(Task) Scan the entries below and extract each line with the word "overwrites" in it.

Provided data Start Marker

Issue #8645, opened 2026-06-30
[Bug] POST /sessions 500s (or silently wipes history) when re-creating an existing session_id


ormeilu:
### Summary

`POST /sessions` (AgentOS session router) unconditionally builds a *fresh, empty* session and calls `db.upsert_session(...)`, with no check for an already-existing `session_id`. Re-creating a session that already exists therefore either:

1. **Returns HTTP 500**, or
2. **Silently wipes the session history** (overwrites `runs` with `None`).

### Affected code

`libs/agno/agno/os/routers/session/session.py` → `create_session`:

```python
session = TeamSession(session_id=session_id, ...)   # runs=None, user_id only from request
...
created_session = await db.upsert_session(session, deserialize=True)
if not created_session:
    raise HTTPException(status_code=500, detail="Failed to create session")
```

There is no `get_session` pre-check; the upsert overwrites whatever already exists.

### Reproduction (RedisDb)

1. `POST /sessions?type=team` with `{"session_id": "X", "team_id": "t"}` (no `user_id`) → 201
2. Run the team on session `X` with a `user_id` (e.g. JWT sub / profile id). The run persists the session **with that `user_id`**.
3. `POST /sessions?type=team` again with `{"session_id": "X"}` (no `user_id`, or a different one) → **500 "Failed to create session"**.

Cause of the 500: `RedisDb.upsert_session` has an owner-guard (`libs/agno/agno/db/redis/redis.py`):

```python
existing = self._get_record(table_type="sessions", record_id=session.session_id)
if existing and existing.get("user_id") is not None \
        and existing.get("user_id") != session_dict.get("user_id"):
    return None
```

`None` → the route raises 500.

### Second defect (any DB backend)

Even when `user_id` matches (no 500), the create handler upserts a session with `runs=None`, so the existing chat history / runs are **silently overwritten and lost**. Re-issuing `POST /sessions` for an existing id is destructive.

### Expected behavior

`POST /sessions` should be idempotent / get-or-create: if a session with the given `session_id` already exists, return it (200/201) without overwriting its `runs`, `session_data`, or `user_id`. Alternatively return a 409 instead of a generic 500 — but non-destructive get-or-create is the least surprising for a stable client-supplied id.

### Environment

- agno 2.6.19 (also present on `main`)
- Backend: RedisDb (500 path); history-wipe reproduces on any backend
- AgentOS `POST /sessions` with team session + client-supplied `session_id`

### Workaround

[...]

PR #8646, opened 2026-06-30
[fix] make POST /sessions idempotent for an existing session_id

ormeilu:
## Summary

`POST /sessions` built a fresh, empty session and called `db.upsert_session(...)` with no check for an already-existing `session_id`. Because the DB layer only exposes `upsert_session` (insert-or-update) and `session_id` is the sole primary key, re-creating a session that already exists was destructive:

1. **Silent history loss** — the empty create payload overwrote the stored `runs`/`session_data` and returned `201`, dropping the conversation. Reproduces when the stored session's `user_id` is null.
2. **HTTP 500** — on owner-guarded backends (RedisDb, and current SQLite/Postgres, whose `upsert_session` guards on `WHERE user_id = ... OR user_id IS NULL`), the guarded update matches no row, `upsert_session` returns `None`, and the route surfaces a generic 500.

Easy to hit: create a session with a client-supplied `session_id`, run an agent/team on it (the run persists the session, stamping a `user_id`), then `POST /sessions` again with the same id — e.g. on a client reload/restore path.

### Fix

When the caller supplies a `session_id` that already exists, reject the create with **HTTP 409 Conflict** and point the caller at `PATCH /sessions/{session_id}` — the stored session (`runs`, `session_data`, `user_id`) is never touched. This mirrors the existing identity-keyed create routes (`create_learning`, `create_schedule`, `create_service_account`), which reject a duplicate create with 409 rather than silently overwriting. Brand-new sessions and auto-generated ids are unchanged. Works for the sync and async DB paths and for agent/team/workflow session types.

The existence check is intentionally unscoped (no `user_id` filter): `session_id` is the global primary key, so the 409 must fire for any existing id — a user-scoped check would miss another user's row and fall back into the 500 path. The 409 body carries only the `session_id`, so it never leaks the stored session's owner or contents (verified under `user_isolation`).

(issue number: #8645)

## Type of change

- [x] Bug fix
- [ ] New feature
- [ ] Breaking change
- [ ] Improvement
- [ ] Model update
- [ ] Other:

---

## Checklist

- [x] Self-review completed

---

## Additional Notes

Tests: `test_create_existing_session_returns_conflict` (`libs/agno/tests/integration/os/test_sessions.py`) stores a session with 4 runs and a `user_id`, re-`POST`s `/sessions` with the same `session_id`, and asserts a 409 with the stored `runs`/`user_id` preserved. `test_create_session_conflict_does_not_leak_across_users` (`test_user_isolation_01.py`, `TestSessionIsolation`) confirms that under `user_isolation` a non-owner re-`POST`ing another user's `session_id` receives a bodyless 409 that leaks none of the owner's `user_id`, `session_name`, or history.

Verified against agent/team/workflow session types on SQLite, async-SQLite, Postgres, async-Postgres, and Redis (both the sync and async DB paths), for streaming and non-streaming runs.

Known limitation: the guard is a check-then-upsert and is not atomic (there is no insert-only primitive in the DB layer), so two concurrent creates of the same brand-new `session_id` are not atomically de-duplicated. This cannot affect an already-persisted session (one that has runs always 409s) and matches the non-atomic pattern of the sibling `create_learning` / `create_schedule` routes.


ysolanky (approved):
Thanks for this!

PR #8662, opened 2026-07-01
fix: restore eval model override when an eval run fails

### LINKED ISSUE #8655: [Bug] Eval model override is not restored when an eval run fails
### Summary

`POST /eval-runs` temporarily swaps the target agent/team model when `model_id` is supplied, but the original model is only restored on the happy path. If validation or eval construction raises, the shared in-memory agent/team keeps the temporary model.

### Repro

1. Register an agent with model A.
2. Call `POST /eval-runs` for that agent with `model_id` pointing to model B.
3. Send an invalid accuracy eval payload, for example missing `expected_output`.
4. The request returns an error, but the agent still has model B attached.

That means a failed eval request can silently change later evals/runs for the same process.

### Suggested fix

Restore the original model in a `finally` block around eval dispatch:

```python
agent = None
team = None
default_model = None

try:
    # resolve agent/team, save default_model, apply requested model override
    # validate and run the eval
    ...
finally:
    if default_model is not None:
        if agent is not None:
            agent.model = default_model
        if team is not None:
            team.model = default_model
```

### Regression test

Add a router test that calls `/eval-runs` with a valid `model_id` but invalid eval config, asserts the response is an error, and then asserts the original `agent.model` object was restored.

Local verification after applying the fix:

```bash
pytest libs/agno/tests/unit/os/routers/test_evals_router.py -q
pytest libs/agno/tests/unit -q
```

Full unit suite result in my test env: `9648 passed, 39 skipped`.

anneheartrecord:
## Summary

`POST /eval-runs` temporarily swaps the target agent/team model when `model_id` is supplied, but the original model was only restored on the happy path. If validation or the eval run raised (e.g. an accuracy eval with a missing `expected_output`), the shared in-memory agent/team kept the temporary model, so a single failed request silently changed the model for every later run in the same process.

The override is applied in `run_eval`, while restoration lived at the tail of each `run_*_eval` helper — so any exception before that tail leaked the override. This centralizes restoration in a `finally` block around the eval dispatch in `run_eval`, and drops the now-redundant per-helper restore blocks (and the unused `default_model` params on the performance/reliability helpers).

closes #8655

## Type of change

- [x] Bug fix

## Repro (before this change)

1. Register an agent with model A.
2. `POST /eval-runs` for that agent with `model_id` pointing to model B and an invalid accuracy payload (missing `expected_output`).
3. The request returns 400, but the agent is left with model B.

## Tests

Added `libs/agno/tests/unit/os/routers/test_evals_router.py`:
- `test_model_override_restored_when_eval_fails` — a failed eval returns an error and leaves the agent on its original model (fails without this change).
- `test_model_override_restored_on_success` — the override is live during the run and restored afterwards.

```
python -m pytest tests/unit/os/routers/test_evals_router.py tests/unit/eval -q   # 64 passed
ruff check / ruff format --check / mypy   # clean
```

## Note / out of scope

This keeps the existing design of mutating the shared in-memory agent/team model for the duration of the eval. That means concurrent `/eval-runs` against the *same* agent/team can still interleave overrides — a pre-existing limitation independent of this fix, which only concerns the restore-on-failure path requested in the issue. Fully isolating concurrent runs would need per-request cloning or locking and is best handled separately.

### DIFF
--- a/libs/agno/agno/os/routers/evals/evals.py
+++ b/libs/agno/agno/os/routers/evals/evals.py
@@ -469,42 +469,47 @@ def attach_routes(
         else:
             raise HTTPException(status_code=400, detail="One of agent_id or team_id must be provided")
 
-        # Run the evaluation
-        if eval_run_input.eval_type == EvalType.ACCURACY:
-            if isinstance(agent, RemoteAgent) or isinstance(team, RemoteTeam):
-                # TODO: Handle remote evaluation
-                log_warning("Evaluation against remote agents are not supported yet")
-                return None
-            return await run_accuracy_eval(
-                eval_run_input=eval_run_input, db=db, agent=agent, team=team, default_model=default_model
-            )
+        # Run the evaluation. The model override applied above is temporary, so it
+        # must be restored on the shared in-memory agent/team regardless of whether
+        # the eval succeeds, raises during validation, or fails while running.
+        try:
+            if eval_run_input.eval_type == EvalType.ACCURACY:
+                if isinstance(agent, RemoteAgent) or isinstance(team, RemoteTeam):
+                    # TODO: Handle remote evaluation
+                    log_warning("Evaluation against remote agents are not supported yet")
+                    return None
+                return await run_accuracy_eval(
+                    eval_run_input=eval_run_input, db=db, agent=agent, team=team, default_model=default_model
+                )
 
-        elif eval_run_input.eval_type == EvalType.AGENT_AS_JUDGE:
-            return await run_agent_as_judge_eval(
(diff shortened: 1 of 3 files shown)


anneheartrecord:
@kausmeows mind taking a look at this one? It fixes the eval model override leaking into the shared agent/team when an eval run fails (#8655) — the restore now happens in a try/finally around the eval dispatch instead of only on the happy path. CI is green.

harshsinha03:
Hey, appreciate the effort here! This issue has been fixed from `v2.7.0`. Thank you for using agno.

Provided data End Marker

(Answer space)
2. **Silently wipes the session history** (overwrites `runs` with `None`).
There is no `get_session` pre-check; the upsert overwrites whatever already exists.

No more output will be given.